After a prolonged silence, there was a rustle in the bush on the other side of the porch as a very large racoon waddled into the light. Bayless shot it and returned to the cabin, closing the door once again.

What do I do now?

Niko’s breath was frantic and his hands shook. He scrambled back to the window and watched again as Bayless tore into the little home. He kept the gun in hand now as he stepped over Baptiste like he was a pile of dirt. He flipped the cot, and the table, and even Baptiste’s body, systematically searching every element of the room in a circular pattern. About half way around the room, he turned over a cabinet and examined its underside. He pulled at a corner of the wood and removed a false bottom and pulled a cloth bag from it. He opened the bag and reached in, manipulating and examining the contents. He smiled and then placed it into his own duffle before zipping it all shut.

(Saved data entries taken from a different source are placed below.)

PR #1867, opened 2019-10-09
added company-files support for file links in org mode

JakDar:
Added regex for company-files to recognize file links in org-mode.
I can move changing `company-files-regexps` if there is better place to modify it.

### DIFF
--- a/modules/completion/company/config.el
+++ b/modules/completion/company/config.el
@@ -51,6 +51,11 @@
 ;;
 ;; Packages
 
+(after! company-files
+  (pushnew! company-files--regexps
+            "file:\\(\\(?:\\.\\{1,2\\}/\\|~/\\|/\\)[^\]\n]*\\)"))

Niko, still in shock, had not considered the real peril of his current location.

I can’t hide. He’s heading back to camp.

At that moment he remembered the flare pistol he kept on the drift boat. He had put it in there when he bought the thing, but hadn’t even looked at it since.

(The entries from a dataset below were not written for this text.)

Issue #1166, opened 2019-02-11
Meta issue for module documentation


Amatrelan:
I created this meta issue to track missing documentation. I added [x] even
thought documentation might not be complete. This point is just to make easier
to people to find what module needs documentation, so they can easier contribute
to documentation.

All these are from develop branch. 

* app
- [X] calendar
- [X] email
- [X] irc
- [ ] notmuch
- [ ] regex
- [ ] rss
- [ ] twitter
- [X] write

* collab
- [ ] floobits
- [ ] impatient-mode

* completion
- [X] Company
- [ ] helm
- [ ] ido
- [X] ivy

* editor
- [ ] format
- [ ] lispy
- [ ] multiple-cursors
- [ ] parifier
- [ ] potate-text

* emacs
- [ ] dired
- [ ] ediff
- [ ] electric
- [ ] hideshow
- [ ] imenu
- [ ] term
- [ ] vc

* feature
- [ ] debugger
- [X] eval
- [X] evil
- [ ] file-templates
- [ ] lookup
- [ ] snippets
- [ ] spellcheck
- [ ] syntax-checker
- [X] workspaces

* lang
- [X] agda
- [ ] assembly
- [X] cc
- [ ] clojure
- [ ] common-lisp
- [X] coq
- [ ] crystal
- [ ] csharp
- [ ] data
- [ ] elixir
- [ ] elm
- [ ] emacs-lisp
- [ ] erlang
- [X] ess
- [X] go
- [X] haskell
- [ ] hy
- [X] idris
- [ ] java
- [X] javascript
- [ ] julia
- [ ] latex
- [ ] ledger
- [ ] lua
- [ ] markdown
- [X] nim
- [ ] ocaml
- [ ] org | Needs more documentation.
- [X] perl
- [X] php
- [ ] plantuml
- [ ] purescript
- [ ] python
- [ ] qt
- [ ] racket
- [X] rest
- [ ] ruby
- [X] rust
- [ ] scala
- [X] sh
- [X] solidify
- [ ] swift
- [ ] vala
- [ ] web

* tools
- [ ] ansible
- [ ] docker
- [X] editorconfig
- [X] ein
- [ ] gist
- [ ] macos
- [ ] magit
- [ ] make
- [ ] password-store
- [ ] pdf
- [ ] prodigy
- [ ] rgb
- [ ] terraform
- [ ] tmux
- [ ] upload
- [X] wakatime

* ui
- [ ] deft
[...]

PR #1868, opened 2019-10-09
Reformats ui/doom/README.org to match __doom-readme template

zakkak:
Reformats ui/doom/README.org to match __doom-readme template as per #1166


hlissner:
And thanks a third time! These are a huge help.

PR #1869, opened 2019-10-09
Reformat ui/doom-dashboard/README.org to match __doom-readme template

zakkak:
----

Reformats ui/doom-dashboard/README.org to match __doom-readme template as per #1166


hlissner:
Thanks again!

No use fighting him here unarmed.

Niko pushed his emotions down, sealing his mind from the fear and grief and shame enough to gather himself. He stood up and sprinted away from the cabin, back down the path in the moon’s faint light under the pines and out onto the flat. His anger grew with each step. Anger with himself for being fooled, for bringing this danger to Baptiste, for not seeing Bayless for what he was. Tracey was right. He was blind to clever maliciousness, to the assholes of the world. He always was, and it seemed that he is doomed to continue the pattern. All of his experience still had not prepared him to understand someone like Bayless.

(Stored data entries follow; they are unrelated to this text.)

Issue #1952, opened 2019-10-25
[ROADMAP] rst plugins watch


gagbo:
# Plugins regarding ReST on melpa

I'm still not sure about what would be needed in a [:lang rst](https://github.com/hlissner/doom-emacs/projects/3#card-21772931) module, so I went ahead to look for the packages currently on melpa to see what they provide on top of emacs' bundled rst-mode.

## Org export

There's [ox-rst](https://github.com/msnoigrs/ox-rst/tree/master). Great README file which shows what to expects regarding the export, so reading that should be enough.

## Sphinx compilation

ReST documentation can be formatted into html or latex using this [Sphinx frontend package](https://github.com/kostafey/sphinx-frontend/tree/master).

Sphinx seems special since it has a python configuration file and all, but converting markup text to another markup text format seems also like something pandoc would handle well.

## Completion

There's only a completion source for auto-complete, [auto-complete-rst](https://github.com/tkf/auto-complete-rst/tree/master). I didn't find anything for company sadly.

That auto-complete plugin takes a list of path to Sphinx extension files, so I assume this provides project-aware completion depending on the extensions in use

hlissner:
What #2020 merged, I'll consider this resolved. Thanks for bringing it to my attention!

PR #2020, opened 2019-11-06
Add rst module

rgrinberg:
Uses sphinx-mode and adds a few common bindings

### DIFF
--- a/modules/lang/rst/config.el
+++ b/modules/lang/rst/config.el
@@ -1,3 +1,5 @@
+;;; lang/rst/config.el -*- lexical-binding: t; -*-
+
 (use-package! sphinx-mode
   :init
   (add-hook! 'rst-mode-hook #'sphinx-mode))
--- a/modules/lang/rst/config.el
+++ b/modules/lang/rst/config.el
@@ -8,8 +8,8 @@
   (map! :localleader
         :map rst-mode-map
         (:prefix ("a" . "adjust")
-          ("a" #'rst-adjust
-           "r" #'rst-adjust-region))
+          "a" #'rst-adjust
+          "r" #'rst-adjust-region)
         (:prefix ("t" . "table of contents")
           ("t" #'rst-toc
            "i" #'rst-toc-insert
--- a/modules/lang/rst/config.el
+++ b/modules/lang/rst/config.el
@@ -1,8 +1,7 @@
 ;;; lang/rst/config.el -*- lexical-binding: t; -*-
 
 (use-package! sphinx-mode
-  :init
-  (add-hook! 'rst-mode-hook #'sphinx-mode))
+  :hook (rst-mode . sphinx-mode))
 
 (use-package! rst
   :config
--- a/modules/lang/rst/config.el
+++ b/modules/lang/rst/config.el
@@ -1,0 +1,16 @@
+(use-package! sphinx-mode
+  :init
+  (add-hook! 'rst-mode-hook #'sphinx-mode))
+
+(use-package! rst
+  :config
+  (map! :localleader
+        :map rst-mode-map
+        (:prefix ("a" . "adjust")
+          ("a" #'rst-adjust
+           "r" #'rst-adjust-region))
+        (:prefix ("t" . "table of contents")
+          ("t" #'rst-toc
+           "i" #'rst-toc-insert
+           "u" #'rst-toc-update
+           "f" #'rst-toc-follow-link))))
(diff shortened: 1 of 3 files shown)


gagbo:
I looked for a few rst related plugins [here](https://github.com/hlissner/doom-emacs/issues/1952)

Does `sphinx-mode` provide the "compilation" that `sphinx-frontend` seems to provide ? Do you think that would be a good addition ?

rgrinberg:
Personally I have no use for any of these compilation commands since I've put the common ones that I use in a makefile and just invoke them via `M-x compile`. I don't have anything against them in case someone else wants to add them however.

I mostly use sphinx-mode because of the better syntax highlighting.

modules/lang/rst/config.el
```diff
@@ -0,0 +1,16 @@
+(use-package! sphinx-mode
```
hlissner: Missing comment headings.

He ran to the boat and leaned over the gunwale, heaving hard from the sprint. He dug into the dry box, rummaging around, throwing unused and forgotten pieces of equipment onto the deck — rain coats, old life vests, blankets, ancient fishing tackle, an air horn. As the minutes passed, he cursed his disorganization.

“What the hell good is a damn flare gun if I can’t find it?” he whispered.

Then he heard the clicks of the boulders behind him.

“You shoving off without me?” Bayless called out.

Niko turned and peered into the moonlit night. Bayless was about twenty feet away, holding the duffle in one hand and the pistol in the other. His gloves and hat had been removed, and he was smiling.